* **TRY IT**
Search the material below for lines containing the string "network", and copy every one you find.

* **RECORDS FOR PROCESSING**
· · · · ·
PR #4655, opened 2022-10-10
Enable specifying bootnodes cli arg as comma separated values

g11tech:
**Motivation**
Pari's ansible uses comma separated bootnodes and he endeavour to use them in a custom devnet failed as we don't accept bootnodes as comma separated,

This PR enables providing the bootnodes as comma separated arg value

### DIFF
--- a/packages/cli/src/options/beaconNodeOptions/network.ts
+++ b/packages/cli/src/options/beaconNodeOptions/network.ts
@@ -27,17 +27,13 @@ export function parseArgs(args: INetworkArgs): IBeaconNodeOptions["network"] {
   const listenAddress = args.listenAddress || defaultListenAddress;
   const udpPort = args.discoveryPort ?? args.port ?? defaultP2pPort;
   const tcpPort = args.port ?? defaultP2pPort;
-  // Each bootnode entry could be comma separated, just deserialize it into a single array
-  // as comma separated entries are generally most friendly in ansible kind of setups, i.e.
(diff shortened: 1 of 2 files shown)


packages/cli/src/options/beaconNodeOptions/network.ts
```diff
@@ -27,13 +27,17 @@ export function parseArgs(args: INetworkArgs): IBeaconNodeOptions["network"] {
   const listenAddress = args.listenAddress || defaultListenAddress;
   const udpPort = args.discoveryPort ?? args.port ?? defaultP2pPort;
   const tcpPort = args.port ?? defaultP2pPort;
+  // Each bootnode entry could be comma separated, just deserialize it into a single array
+  // as comma separated entries are generally most friendly in ansible kind of setups, i.e.
+  // [ "en1", "en2,en3" ] => [ 'en1', 'en2', 'en3' ]
+  const bootnodes = (args["bootnodes"] ?? []).reduce((acc: string[], elem: string) => acc.concat(elem.split(",")), []);
```
dapplion: This logic should be in the coerce function of yargs here 

https://github.com/ChainSafe/lodestar/blob/b1ae325ddc0ef483535e6c3f110a2b48685c0ad4/packages/cli/src/options/beaconNodeOptions/network.ts#L86-L91

check some validators args for this exact usecase

wemeetagain (approved):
· · · · ·
* **RESPONSE TO THIS EXERCISE**
--- a/packages/cli/src/options/beaconNodeOptions/network.ts
+++ b/packages/cli/src/options/beaconNodeOptions/network.ts
@@ -27,17 +27,13 @@ export function parseArgs(args: INetworkArgs): IBeaconNodeOptions["network"] {
packages/cli/src/options/beaconNodeOptions/network.ts
@@ -27,13 +27,17 @@ export function parseArgs(args: INetworkArgs): IBeaconNodeOptions["network"] {
https://github.com/ChainSafe/lodestar/blob/b1ae325ddc0ef483535e6c3f110a2b48685c0ad4/packages/cli/src/options/beaconNodeOptions/network.ts#L86-L91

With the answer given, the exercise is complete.